*** Source material Section Begins ***

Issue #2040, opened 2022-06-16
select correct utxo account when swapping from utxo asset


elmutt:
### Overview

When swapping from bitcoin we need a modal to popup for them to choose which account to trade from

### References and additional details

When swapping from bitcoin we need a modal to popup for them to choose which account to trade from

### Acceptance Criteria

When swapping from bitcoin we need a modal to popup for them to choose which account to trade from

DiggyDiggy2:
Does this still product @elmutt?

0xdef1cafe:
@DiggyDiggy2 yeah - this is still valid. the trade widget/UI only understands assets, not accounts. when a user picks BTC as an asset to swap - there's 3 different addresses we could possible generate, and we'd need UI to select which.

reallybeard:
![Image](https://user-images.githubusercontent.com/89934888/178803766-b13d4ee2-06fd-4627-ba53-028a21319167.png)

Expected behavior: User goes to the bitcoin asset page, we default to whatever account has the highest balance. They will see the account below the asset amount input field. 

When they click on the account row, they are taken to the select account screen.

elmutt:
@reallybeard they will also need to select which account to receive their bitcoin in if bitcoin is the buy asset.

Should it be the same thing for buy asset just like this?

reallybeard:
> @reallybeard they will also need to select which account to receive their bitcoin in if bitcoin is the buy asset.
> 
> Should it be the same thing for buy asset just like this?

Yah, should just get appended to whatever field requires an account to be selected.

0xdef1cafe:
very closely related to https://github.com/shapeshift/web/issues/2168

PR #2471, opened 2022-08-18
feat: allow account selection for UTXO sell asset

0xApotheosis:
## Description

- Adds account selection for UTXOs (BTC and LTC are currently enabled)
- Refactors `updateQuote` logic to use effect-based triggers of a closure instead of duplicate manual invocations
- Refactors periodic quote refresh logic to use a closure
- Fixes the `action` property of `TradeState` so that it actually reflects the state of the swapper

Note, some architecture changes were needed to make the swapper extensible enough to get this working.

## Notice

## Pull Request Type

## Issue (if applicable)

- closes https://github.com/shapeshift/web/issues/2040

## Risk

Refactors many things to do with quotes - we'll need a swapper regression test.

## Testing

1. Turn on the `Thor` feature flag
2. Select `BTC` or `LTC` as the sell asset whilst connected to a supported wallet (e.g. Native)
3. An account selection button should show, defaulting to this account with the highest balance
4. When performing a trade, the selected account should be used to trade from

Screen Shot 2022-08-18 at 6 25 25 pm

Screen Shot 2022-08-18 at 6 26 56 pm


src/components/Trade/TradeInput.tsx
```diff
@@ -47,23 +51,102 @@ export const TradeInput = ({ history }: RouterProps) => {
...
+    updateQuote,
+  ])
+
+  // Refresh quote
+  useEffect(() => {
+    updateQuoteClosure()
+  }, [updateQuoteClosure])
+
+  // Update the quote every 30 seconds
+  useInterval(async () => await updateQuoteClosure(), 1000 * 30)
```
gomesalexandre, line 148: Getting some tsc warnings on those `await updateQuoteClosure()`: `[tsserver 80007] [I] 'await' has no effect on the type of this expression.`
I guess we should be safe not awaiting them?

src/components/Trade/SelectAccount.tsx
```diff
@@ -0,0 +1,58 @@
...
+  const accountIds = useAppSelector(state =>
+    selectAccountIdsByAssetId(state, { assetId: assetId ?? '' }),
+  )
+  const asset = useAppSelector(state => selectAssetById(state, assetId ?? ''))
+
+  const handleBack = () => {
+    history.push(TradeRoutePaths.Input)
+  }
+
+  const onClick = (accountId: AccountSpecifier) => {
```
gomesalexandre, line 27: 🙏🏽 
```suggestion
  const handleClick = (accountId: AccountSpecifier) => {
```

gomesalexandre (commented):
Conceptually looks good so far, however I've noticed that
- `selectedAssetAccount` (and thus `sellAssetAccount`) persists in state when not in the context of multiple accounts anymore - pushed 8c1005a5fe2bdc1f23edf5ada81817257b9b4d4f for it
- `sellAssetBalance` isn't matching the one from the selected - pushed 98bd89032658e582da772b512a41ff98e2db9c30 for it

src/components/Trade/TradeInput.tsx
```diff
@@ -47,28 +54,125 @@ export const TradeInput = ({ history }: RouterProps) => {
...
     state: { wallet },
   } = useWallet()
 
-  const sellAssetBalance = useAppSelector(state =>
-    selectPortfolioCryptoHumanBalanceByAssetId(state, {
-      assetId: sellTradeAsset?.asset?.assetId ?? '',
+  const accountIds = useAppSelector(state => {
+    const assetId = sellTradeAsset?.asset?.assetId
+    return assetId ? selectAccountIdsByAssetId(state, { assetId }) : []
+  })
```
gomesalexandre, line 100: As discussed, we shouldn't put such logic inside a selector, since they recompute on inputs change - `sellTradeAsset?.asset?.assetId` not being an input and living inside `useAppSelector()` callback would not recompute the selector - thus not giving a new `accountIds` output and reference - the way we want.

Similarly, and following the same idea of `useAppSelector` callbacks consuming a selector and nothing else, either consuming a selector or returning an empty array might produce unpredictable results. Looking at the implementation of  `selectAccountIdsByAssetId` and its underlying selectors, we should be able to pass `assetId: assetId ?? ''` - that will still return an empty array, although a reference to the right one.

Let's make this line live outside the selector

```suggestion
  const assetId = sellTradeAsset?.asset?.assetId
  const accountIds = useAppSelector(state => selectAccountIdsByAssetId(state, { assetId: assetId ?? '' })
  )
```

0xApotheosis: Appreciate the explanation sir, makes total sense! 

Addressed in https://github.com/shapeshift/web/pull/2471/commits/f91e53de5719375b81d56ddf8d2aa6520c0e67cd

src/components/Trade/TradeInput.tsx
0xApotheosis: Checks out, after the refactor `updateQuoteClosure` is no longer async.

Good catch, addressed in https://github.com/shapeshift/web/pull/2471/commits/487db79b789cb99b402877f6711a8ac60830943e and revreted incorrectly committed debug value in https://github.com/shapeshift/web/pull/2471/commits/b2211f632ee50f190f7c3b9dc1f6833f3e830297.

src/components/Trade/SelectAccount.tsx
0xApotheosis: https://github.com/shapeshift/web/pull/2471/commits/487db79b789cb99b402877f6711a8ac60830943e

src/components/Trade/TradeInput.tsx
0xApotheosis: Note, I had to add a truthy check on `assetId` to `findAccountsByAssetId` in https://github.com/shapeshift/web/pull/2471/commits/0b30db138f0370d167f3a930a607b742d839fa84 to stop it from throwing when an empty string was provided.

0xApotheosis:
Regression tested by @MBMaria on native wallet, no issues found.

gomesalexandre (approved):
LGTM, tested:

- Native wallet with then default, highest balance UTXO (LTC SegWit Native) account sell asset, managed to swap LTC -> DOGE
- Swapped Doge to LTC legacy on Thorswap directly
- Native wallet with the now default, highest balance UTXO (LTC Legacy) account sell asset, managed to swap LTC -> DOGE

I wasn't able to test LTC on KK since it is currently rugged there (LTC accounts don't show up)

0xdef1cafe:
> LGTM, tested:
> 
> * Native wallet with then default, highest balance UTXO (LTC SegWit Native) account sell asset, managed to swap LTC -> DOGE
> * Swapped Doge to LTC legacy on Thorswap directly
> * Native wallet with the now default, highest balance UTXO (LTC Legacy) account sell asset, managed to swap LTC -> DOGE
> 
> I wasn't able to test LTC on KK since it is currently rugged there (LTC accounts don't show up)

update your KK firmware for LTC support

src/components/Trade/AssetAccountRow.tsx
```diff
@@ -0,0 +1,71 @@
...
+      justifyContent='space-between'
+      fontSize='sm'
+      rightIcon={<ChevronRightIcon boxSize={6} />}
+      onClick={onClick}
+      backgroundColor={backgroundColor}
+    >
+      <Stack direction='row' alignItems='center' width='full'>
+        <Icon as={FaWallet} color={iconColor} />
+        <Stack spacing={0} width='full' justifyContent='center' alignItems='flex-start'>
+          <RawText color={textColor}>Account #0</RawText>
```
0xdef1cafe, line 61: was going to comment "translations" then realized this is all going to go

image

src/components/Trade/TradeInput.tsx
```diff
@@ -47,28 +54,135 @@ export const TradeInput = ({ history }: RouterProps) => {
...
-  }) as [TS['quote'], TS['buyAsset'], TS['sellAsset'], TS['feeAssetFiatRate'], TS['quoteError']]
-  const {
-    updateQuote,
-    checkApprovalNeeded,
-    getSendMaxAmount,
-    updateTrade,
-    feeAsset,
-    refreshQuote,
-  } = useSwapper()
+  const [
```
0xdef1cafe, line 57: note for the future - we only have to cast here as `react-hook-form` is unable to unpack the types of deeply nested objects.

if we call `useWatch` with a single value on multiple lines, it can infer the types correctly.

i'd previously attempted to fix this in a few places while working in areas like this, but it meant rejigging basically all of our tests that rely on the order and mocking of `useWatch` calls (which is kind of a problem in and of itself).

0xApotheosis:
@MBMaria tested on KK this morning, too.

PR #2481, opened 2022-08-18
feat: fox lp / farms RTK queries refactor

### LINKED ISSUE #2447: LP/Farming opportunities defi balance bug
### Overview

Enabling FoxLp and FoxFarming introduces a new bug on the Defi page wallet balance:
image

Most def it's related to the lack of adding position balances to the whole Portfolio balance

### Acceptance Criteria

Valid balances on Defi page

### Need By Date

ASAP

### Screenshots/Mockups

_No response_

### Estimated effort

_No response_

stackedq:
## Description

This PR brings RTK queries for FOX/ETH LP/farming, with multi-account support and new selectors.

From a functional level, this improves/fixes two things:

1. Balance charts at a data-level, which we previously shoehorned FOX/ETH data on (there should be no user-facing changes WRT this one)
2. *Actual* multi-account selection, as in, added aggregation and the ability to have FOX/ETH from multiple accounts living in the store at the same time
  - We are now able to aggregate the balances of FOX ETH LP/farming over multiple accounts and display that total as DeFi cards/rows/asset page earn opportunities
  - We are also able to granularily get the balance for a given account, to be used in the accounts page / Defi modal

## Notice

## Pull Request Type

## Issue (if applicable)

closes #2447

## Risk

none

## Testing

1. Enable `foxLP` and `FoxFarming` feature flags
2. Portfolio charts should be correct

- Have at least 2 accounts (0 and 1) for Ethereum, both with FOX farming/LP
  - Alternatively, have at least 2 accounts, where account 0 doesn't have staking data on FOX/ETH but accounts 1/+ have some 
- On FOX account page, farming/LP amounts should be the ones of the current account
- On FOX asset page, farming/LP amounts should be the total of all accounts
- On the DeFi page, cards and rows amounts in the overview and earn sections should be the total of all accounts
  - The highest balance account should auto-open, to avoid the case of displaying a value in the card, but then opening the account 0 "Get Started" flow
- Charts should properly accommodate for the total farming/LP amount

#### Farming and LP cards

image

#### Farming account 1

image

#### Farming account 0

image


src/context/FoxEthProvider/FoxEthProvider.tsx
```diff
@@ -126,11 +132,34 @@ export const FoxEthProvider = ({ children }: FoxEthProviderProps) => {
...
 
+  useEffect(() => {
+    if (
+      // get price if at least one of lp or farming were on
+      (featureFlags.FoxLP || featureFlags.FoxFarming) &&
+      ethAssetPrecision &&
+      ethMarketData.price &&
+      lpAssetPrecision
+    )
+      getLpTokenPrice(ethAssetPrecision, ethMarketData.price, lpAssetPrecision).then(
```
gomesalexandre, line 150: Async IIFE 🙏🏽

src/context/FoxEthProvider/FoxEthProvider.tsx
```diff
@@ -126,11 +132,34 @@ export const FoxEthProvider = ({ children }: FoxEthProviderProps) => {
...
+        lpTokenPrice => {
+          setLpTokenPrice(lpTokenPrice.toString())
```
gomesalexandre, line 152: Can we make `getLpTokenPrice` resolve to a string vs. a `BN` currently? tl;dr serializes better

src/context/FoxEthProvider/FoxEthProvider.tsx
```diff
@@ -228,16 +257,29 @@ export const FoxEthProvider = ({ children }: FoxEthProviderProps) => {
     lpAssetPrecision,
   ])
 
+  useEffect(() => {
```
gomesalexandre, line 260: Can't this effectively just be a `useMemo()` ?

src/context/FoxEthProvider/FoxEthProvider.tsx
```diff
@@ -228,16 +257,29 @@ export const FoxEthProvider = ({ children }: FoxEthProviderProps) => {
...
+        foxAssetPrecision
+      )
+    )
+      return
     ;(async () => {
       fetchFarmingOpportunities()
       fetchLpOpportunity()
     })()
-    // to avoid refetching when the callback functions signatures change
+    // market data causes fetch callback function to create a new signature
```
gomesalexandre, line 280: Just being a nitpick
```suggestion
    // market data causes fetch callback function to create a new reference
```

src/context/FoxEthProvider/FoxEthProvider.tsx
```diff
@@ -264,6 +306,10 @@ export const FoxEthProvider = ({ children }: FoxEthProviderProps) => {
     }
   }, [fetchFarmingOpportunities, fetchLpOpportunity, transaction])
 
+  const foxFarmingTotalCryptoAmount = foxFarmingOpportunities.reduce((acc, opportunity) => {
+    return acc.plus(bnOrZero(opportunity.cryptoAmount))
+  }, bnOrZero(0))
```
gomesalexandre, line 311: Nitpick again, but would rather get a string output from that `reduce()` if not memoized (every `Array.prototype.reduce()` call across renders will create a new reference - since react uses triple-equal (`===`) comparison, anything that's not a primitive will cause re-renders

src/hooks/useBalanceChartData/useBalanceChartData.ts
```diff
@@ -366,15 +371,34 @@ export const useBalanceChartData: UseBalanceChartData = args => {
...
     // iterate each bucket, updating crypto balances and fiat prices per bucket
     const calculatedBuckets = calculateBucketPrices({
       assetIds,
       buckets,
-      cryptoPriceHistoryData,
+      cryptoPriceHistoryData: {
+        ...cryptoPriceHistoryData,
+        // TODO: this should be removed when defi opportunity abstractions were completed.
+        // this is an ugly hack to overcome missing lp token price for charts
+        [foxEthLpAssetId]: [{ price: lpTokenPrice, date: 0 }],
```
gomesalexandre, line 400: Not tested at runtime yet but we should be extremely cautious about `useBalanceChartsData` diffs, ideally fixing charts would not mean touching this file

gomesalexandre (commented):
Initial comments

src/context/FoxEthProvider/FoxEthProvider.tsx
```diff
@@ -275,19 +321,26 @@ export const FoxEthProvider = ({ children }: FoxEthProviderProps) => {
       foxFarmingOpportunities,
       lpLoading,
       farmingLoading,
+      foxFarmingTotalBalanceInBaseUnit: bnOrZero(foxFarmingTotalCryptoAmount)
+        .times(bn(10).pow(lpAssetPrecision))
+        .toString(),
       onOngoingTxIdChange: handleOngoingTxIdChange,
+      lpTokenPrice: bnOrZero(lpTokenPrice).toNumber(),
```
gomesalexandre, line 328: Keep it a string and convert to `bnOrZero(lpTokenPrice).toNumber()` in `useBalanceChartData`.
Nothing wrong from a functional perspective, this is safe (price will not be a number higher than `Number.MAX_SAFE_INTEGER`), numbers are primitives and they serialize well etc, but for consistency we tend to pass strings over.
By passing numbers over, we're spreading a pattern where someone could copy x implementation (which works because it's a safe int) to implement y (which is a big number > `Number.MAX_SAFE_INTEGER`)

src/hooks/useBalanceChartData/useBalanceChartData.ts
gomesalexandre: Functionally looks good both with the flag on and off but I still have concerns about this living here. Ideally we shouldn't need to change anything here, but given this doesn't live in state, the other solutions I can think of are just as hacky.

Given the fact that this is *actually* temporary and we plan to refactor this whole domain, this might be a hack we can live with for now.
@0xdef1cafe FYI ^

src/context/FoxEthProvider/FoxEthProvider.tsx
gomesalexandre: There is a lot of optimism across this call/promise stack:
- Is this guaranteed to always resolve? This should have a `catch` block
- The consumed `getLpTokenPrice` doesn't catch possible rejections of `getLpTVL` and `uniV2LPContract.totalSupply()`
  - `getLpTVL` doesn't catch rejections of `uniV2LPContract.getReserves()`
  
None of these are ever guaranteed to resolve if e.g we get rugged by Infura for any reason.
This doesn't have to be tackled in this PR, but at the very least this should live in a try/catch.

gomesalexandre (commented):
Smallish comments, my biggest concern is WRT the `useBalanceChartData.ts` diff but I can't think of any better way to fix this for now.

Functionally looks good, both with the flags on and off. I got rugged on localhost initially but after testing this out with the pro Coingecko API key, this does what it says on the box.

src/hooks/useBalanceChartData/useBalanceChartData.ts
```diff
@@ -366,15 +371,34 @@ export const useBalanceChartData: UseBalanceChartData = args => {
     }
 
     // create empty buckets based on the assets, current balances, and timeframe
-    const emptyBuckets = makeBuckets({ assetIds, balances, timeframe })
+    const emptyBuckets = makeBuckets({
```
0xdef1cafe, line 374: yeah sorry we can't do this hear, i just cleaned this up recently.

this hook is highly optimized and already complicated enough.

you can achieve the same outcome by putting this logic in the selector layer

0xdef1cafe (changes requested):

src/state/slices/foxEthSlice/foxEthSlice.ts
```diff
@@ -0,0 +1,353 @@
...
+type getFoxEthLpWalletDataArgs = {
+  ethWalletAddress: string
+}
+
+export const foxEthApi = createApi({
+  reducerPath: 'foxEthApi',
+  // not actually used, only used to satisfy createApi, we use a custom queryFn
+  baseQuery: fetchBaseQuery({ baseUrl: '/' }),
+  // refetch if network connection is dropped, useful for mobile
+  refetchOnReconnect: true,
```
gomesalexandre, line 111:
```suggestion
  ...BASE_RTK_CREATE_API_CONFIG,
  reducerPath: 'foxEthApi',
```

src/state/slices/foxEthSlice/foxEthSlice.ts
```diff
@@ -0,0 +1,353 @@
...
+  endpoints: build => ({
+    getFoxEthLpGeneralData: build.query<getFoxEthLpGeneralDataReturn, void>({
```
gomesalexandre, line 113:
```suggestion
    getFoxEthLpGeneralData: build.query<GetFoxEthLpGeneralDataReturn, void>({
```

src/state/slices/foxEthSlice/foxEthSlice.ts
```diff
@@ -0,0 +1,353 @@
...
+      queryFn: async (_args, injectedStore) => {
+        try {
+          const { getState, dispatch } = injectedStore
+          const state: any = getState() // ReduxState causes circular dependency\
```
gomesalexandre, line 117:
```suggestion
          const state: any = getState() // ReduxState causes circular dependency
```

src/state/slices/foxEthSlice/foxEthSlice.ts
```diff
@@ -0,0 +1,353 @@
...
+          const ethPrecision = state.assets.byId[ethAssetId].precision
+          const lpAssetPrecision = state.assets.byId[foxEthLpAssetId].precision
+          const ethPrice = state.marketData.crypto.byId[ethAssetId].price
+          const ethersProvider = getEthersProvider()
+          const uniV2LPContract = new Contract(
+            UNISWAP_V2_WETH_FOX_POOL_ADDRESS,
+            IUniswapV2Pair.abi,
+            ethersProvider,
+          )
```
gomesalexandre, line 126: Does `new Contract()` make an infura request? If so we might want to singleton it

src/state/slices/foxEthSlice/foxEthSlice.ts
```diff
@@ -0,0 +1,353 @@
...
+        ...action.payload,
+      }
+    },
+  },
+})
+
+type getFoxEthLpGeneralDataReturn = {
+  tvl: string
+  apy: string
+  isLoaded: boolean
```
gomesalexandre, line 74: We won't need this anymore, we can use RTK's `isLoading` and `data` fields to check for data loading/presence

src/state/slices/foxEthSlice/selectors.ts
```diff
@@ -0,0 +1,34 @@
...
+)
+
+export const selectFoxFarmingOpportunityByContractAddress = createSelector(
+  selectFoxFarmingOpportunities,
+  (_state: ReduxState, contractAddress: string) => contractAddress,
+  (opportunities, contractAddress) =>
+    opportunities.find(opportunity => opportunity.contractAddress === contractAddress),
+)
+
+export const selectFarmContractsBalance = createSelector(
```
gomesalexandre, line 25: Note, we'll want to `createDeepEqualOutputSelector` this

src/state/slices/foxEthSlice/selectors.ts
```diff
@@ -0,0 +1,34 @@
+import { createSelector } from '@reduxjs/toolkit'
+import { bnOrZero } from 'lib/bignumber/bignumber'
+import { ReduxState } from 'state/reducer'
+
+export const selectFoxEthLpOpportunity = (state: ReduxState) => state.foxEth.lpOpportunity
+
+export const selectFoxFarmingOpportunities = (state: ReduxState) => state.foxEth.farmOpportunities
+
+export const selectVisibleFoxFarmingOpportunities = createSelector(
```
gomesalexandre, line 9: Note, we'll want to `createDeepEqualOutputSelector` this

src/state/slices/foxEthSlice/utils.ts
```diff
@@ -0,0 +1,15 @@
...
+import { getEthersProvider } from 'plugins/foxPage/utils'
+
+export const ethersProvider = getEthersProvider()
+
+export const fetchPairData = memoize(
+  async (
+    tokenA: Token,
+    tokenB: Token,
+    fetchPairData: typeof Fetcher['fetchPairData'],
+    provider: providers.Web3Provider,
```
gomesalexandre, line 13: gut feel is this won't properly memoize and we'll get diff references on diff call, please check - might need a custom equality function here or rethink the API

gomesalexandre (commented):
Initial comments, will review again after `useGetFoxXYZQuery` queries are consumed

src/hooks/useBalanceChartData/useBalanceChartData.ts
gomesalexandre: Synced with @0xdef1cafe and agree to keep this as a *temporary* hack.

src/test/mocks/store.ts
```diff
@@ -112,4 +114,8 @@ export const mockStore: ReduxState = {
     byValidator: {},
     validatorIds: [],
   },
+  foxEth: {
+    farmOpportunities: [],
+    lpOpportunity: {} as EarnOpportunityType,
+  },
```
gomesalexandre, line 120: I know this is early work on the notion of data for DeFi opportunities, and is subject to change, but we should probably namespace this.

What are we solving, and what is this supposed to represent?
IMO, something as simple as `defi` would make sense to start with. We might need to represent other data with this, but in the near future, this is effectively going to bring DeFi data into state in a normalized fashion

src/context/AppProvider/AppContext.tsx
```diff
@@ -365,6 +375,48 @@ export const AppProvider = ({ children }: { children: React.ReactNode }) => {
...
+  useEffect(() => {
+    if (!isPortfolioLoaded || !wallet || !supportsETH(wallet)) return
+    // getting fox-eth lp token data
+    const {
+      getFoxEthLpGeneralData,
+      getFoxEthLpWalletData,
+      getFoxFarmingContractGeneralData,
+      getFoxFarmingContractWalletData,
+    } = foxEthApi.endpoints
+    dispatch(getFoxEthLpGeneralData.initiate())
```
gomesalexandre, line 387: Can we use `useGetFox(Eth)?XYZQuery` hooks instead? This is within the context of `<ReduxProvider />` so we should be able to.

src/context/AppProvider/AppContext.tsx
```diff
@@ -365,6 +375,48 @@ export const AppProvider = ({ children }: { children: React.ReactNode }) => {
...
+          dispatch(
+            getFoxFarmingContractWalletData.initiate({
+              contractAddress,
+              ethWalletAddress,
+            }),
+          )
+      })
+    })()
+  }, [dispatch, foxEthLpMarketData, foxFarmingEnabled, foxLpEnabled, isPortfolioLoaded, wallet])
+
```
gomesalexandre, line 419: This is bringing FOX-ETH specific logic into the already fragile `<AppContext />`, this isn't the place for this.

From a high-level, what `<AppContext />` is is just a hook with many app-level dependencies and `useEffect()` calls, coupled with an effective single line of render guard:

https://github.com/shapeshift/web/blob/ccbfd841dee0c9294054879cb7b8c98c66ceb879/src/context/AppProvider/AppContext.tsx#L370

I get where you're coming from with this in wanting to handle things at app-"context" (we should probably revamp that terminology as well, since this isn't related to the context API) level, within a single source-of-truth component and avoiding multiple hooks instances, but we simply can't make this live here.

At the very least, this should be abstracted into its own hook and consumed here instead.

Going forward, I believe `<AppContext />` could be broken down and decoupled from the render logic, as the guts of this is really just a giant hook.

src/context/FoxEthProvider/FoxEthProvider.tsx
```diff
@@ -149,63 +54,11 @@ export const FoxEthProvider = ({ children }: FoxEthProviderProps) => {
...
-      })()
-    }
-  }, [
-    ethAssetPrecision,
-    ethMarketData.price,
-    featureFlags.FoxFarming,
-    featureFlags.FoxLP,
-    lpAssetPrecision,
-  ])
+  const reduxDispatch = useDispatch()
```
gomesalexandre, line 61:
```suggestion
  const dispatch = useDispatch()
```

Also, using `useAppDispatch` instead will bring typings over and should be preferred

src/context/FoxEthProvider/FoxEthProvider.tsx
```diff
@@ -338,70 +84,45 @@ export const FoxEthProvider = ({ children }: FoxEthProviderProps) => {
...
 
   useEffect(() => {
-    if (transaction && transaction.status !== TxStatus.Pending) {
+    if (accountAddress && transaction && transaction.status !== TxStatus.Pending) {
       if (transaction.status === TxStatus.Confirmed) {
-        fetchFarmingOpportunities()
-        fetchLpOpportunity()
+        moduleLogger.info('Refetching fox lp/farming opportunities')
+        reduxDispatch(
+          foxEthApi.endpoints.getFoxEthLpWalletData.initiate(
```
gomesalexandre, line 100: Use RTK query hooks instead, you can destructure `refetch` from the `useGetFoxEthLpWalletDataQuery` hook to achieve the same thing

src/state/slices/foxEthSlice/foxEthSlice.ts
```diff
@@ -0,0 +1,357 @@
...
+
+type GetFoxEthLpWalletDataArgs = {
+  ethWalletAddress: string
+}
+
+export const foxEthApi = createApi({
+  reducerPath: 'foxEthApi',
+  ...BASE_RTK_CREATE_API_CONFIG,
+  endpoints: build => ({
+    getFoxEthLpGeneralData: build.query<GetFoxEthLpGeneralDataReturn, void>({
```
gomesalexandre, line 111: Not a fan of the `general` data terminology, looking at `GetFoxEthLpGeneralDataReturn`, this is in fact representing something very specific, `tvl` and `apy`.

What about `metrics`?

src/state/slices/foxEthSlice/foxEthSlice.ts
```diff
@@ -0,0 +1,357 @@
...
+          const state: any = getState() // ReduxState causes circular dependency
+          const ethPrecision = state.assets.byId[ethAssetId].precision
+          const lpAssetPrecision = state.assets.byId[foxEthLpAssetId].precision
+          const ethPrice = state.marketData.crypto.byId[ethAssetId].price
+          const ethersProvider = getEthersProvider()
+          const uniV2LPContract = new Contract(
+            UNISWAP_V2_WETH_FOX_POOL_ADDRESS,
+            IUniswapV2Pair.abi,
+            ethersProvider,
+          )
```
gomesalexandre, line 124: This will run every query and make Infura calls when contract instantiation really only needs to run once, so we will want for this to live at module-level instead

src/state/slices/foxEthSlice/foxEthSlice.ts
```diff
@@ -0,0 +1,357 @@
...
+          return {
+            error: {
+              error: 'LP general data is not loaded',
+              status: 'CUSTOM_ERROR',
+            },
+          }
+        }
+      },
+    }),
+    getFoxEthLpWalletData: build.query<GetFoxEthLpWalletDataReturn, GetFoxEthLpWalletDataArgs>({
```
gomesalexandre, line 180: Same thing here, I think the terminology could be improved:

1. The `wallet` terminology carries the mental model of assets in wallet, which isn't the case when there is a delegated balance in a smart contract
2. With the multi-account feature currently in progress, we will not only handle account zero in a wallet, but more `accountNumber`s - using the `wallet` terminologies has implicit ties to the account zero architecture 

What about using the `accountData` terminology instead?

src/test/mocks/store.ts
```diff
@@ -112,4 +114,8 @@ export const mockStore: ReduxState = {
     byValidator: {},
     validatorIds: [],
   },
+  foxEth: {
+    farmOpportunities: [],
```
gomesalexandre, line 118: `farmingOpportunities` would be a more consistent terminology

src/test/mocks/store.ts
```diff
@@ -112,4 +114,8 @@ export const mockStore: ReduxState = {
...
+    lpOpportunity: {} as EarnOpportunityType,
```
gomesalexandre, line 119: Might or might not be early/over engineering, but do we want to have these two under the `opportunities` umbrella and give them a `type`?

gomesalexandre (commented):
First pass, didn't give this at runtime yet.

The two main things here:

*** Source material Section Ends ***

Requirement: Check every line of the data above for the string "like", and copy those that have it.

Solution:
Should it be the same thing for buy asset just like this?
> Should it be the same thing for buy asset just like this?
i'd previously attempted to fix this in a few places while working in areas like this, but it meant rejigging basically all of our tests that rely on the order and mocking of `useWatch` calls (which is kind of a problem in and of itself).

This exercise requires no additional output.